__Task brief__. Once you reach the line containing "7. **Configurable retry behavior**" in the data below, restate each line word for word up to and including the one containing "When using a GPT-5".
== Material provided ==
PR #1991, opened 2026-03-13
OpenAI example generation and add gpt-5 family support [ #1989 #1990 ] 

### LINKED ISSUE #1989: [bug] AI Copilot bulk example generation
### Describe the bug

When using AI Copilot bulk sample generation on an API contract, the process may stop completely if generation for a single operation/response fails.

This makes the bulk generation workflow unreliable on medium or large contracts, because one malformed AI output can block processing of all remaining items.

### Why this is a bug

Bulk generation is expected to process a set of independent operations/responses. A failure on one item should not block processing of unrelated remaining items.

At the moment, a single invalid AI-generated sample can make the whole bulk workflow unusable, forcing manual restart/rework.

### Expected behavior

Bulk generation should be resilient to per-item failures.

Expected behavior:

1. If one item fails, Microcks should mark it as failed and continue with the next items.
2. Users should be able to resume an interrupted/failed bulk generation without reprocessing already successful items.
3. Users should be able to run generation only for missing examples.
4. Failed items should be optionally retried automatically.
5. On retry, Microcks should be able to include the previous parsing/validation error in the prompt so the model can avoid repeating the same mistake.

### Actual behavior

If one generated sample is invalid (for example malformed YAML/JSON or content that cannot be parsed/validated), the bulk generation flow becomes blocked from the user perspective.

As a result:

- remaining operations/responses are not processed,
- the job cannot be resumed from the last successful item,
- there is no option to skip the failed item and continue,
- there is no built-in retry strategy for failed generations.

### How to Reproduce?

_No response_

1.13.2

_No response_

### Possible directions for a fix

This issue could be addressed through one or more complementary improvements. These are not necessarily mutually exclusive and could also be combined:

1. **Per-item status tracking**
   Track generation status for each item independently, for example:
   - `pending`
   - `success`
   - `failed`
   - `skipped`

   This would make it possible to avoid treating the whole bulk generation as a single all-or-nothing process.

2. **Continue processing after single-item failure**
   If one item fails validation or parsing, skip it and continue generating the remaining items. 

3. **Resume interrupted generation**
   Allow users to restart a previously interrupted/failed bulk generation job and process only items still marked as `pending` or `failed`, without regenerating successful ones.

4. **Generate only missing examples**
   Add a mode that only targets operations/responses that currently do not already have examples, skipping the ones already populated.

5. **Retry failed items**
   Add a retry mode for failed items only, instead of forcing users to rerun the whole bulk generation.

6. **Retry with previous error context**
   When retrying a failed item, optionally include the previous parsing/validation error in the next prompt, so the model has a chance to correct the specific issue instead of repeating it.

   Example:

   > The previous output failed with this error: `<error message>`.  
   > Please regenerate a valid example and avoid this issue.

7. **Configurable retry behavior**
   Optionally expose controls such as:
   - `maxRetries`
   - retry only on parsing/validation errors
   - `includePreviousErrorInPrompt=true`

Any subset of the above would already improve the reliability of AI Copilot bulk generation, and the best solution may combine several of them.

### LINKED ISSUE #1990: [bug] OpenAI gpt-5 model support
### Describe the bug

When AI Copilot is configured to use GPT-5 family models, the OpenAI request payload appears to include parameters that are not supported for that model/API combination, such as `max_completion_tokens` and/or `logit_bias`.

This causes request failures and prevents AI Copilot from working correctly with GPT-5 models.

### Expected behavior

AI Copilot should build the request payload according to the selected OpenAI API style and model family.

For GPT-5 family models, Microcks should avoid sending unsupported parameters and should use the correct token limit parameter for the target API:

- use only parameters supported by the selected endpoint/model,
- avoid sending `logit_bias` if unsupported,
- avoid sending `max_completion_tokens` if the configured endpoint expects a different field,
- use the proper output token field depending on the API being used.

### Actual behavior

When using a GPT-5 family model in AI Copilot, the generated OpenAI-compatible request may include parameters that are not valid for the selected model or endpoint.

In practice, this results in request errors instead of successful sample generation.

### How to Reproduce?

_No response_

1.13.2

_No response_

### Additional information

OpenAI documentation differentiates parameter usage depending on the API surface. The Responses API uses `max_output_tokens`, while Chat Completions documents `max_completion_tokens` and also notes compatibility constraints for newer reasoning models.

Because of this, AI Copilot should not assume that legacy/default OpenAI parameters are universally valid for GPT-5 family models.

paulux84:
### Description

  - Refactor OpenAI sample generation to retry when the returned completion cannot be parsed, reusing the previous invalid output and parser error to ask for a corrected example instead of failing immediately.
  - Make AI sample generation more resilient at service level by skipping empty generations and logging per-operation failures without aborting the whole asynchronous run.
  - Add compatibility for GPT-5 family models by using `max_completion_tokens` and conditionally omitting `logit_bias` when the selected model does not support it, while preserving the existing behavior for previous models.

  ### Related issue(s)

  Fixes #1989
  Fixes #1990

### DIFF
--- a/webapp/src/test/java/io/github/microcks/service/AICopilotRunnerServiceTest.java
+++ b/webapp/src/test/java/io/github/microcks/service/AICopilotRunnerServiceTest.java
@@ -1,0 +1,115 @@
+/*
+ * Copyright The Microcks Authors.
+ *
+ * Licensed under the Apache License, Version 2.0 (the "License");
+ * you may not use this file except in compliance with the License.
+ * You may obtain a copy of the License at
+ *
+ *  http://www.apache.org/licenses/LICENSE-2.0
+ *
+ * Unless required by applicable law or agreed to in writing, software
+ * distributed under the License is distributed on an "AS IS" BASIS,
+ * WITHOUT WARRANTIES OR CONDITIONS OF ANY KIND, either express or implied.
+ * See the License for the specific language governing permissions and
+ * limitations under the License.
+ */
+package io.github.microcks.service;
+
+import io.github.microcks.domain.Exchange;
+import io.github.microcks.domain.Operation;
+import io.github.microcks.domain.Request;
+import io.github.microcks.domain.RequestResponsePair;
+import io.github.microcks.domain.Resource;
+import io.github.microcks.domain.Response;
+import io.github.microcks.domain.Service;
+import io.github.microcks.domain.ServiceType;
+import io.github.microcks.util.ai.AICopilot;
+
+import org.junit.jupiter.api.Test;
+import org.junit.jupiter.api.extension.ExtendWith;
+import org.mockito.ArgumentMatchers;
+import org.mockito.Mock;
+import org.mockito.junit.jupiter.MockitoExtension;
+
+import java.util.List;
+import java.util.Optional;
+import java.util.concurrent.CompletableFuture;
+
+import static org.junit.jupiter.api.Assertions.assertTrue;
+import static org.mockito.ArgumentMatchers.eq;
+import static org.mockito.Mockito.doReturn;
+import static org.mockito.Mockito.never;
+import static org.mockito.Mockito.times;
+import static org.mockito.Mockito.verify;
+import static org.mockito.Mockito.when;
+
+@ExtendWith(MockitoExtension.class)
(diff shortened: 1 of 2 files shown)


paulux84:
wrong target branch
===
__Problem solution__.
7. **Configurable retry behavior**
   Optionally expose controls such as:
   - `maxRetries`
   - retry only on parsing/validation errors
   - `includePreviousErrorInPrompt=true`

Any subset of the above would already improve the reliability of AI Copilot bulk generation, and the best solution may combine several of them.

### LINKED ISSUE #1990: [bug] OpenAI gpt-5 model support
### Describe the bug

When AI Copilot is configured to use GPT-5 family models, the OpenAI request payload appears to include parameters that are not supported for that model/API combination, such as `max_completion_tokens` and/or `logit_bias`.

This causes request failures and prevents AI Copilot from working correctly with GPT-5 models.

### Expected behavior

AI Copilot should build the request payload according to the selected OpenAI API style and model family.

For GPT-5 family models, Microcks should avoid sending unsupported parameters and should use the correct token limit parameter for the target API:

- use only parameters supported by the selected endpoint/model,
- avoid sending `logit_bias` if unsupported,
- avoid sending `max_completion_tokens` if the configured endpoint expects a different field,
- use the proper output token field depending on the API being used.

### Actual behavior

When using a GPT-5 family model in AI Copilot, the generated OpenAI-compatible request may include parameters that are not valid for the selected model or endpoint.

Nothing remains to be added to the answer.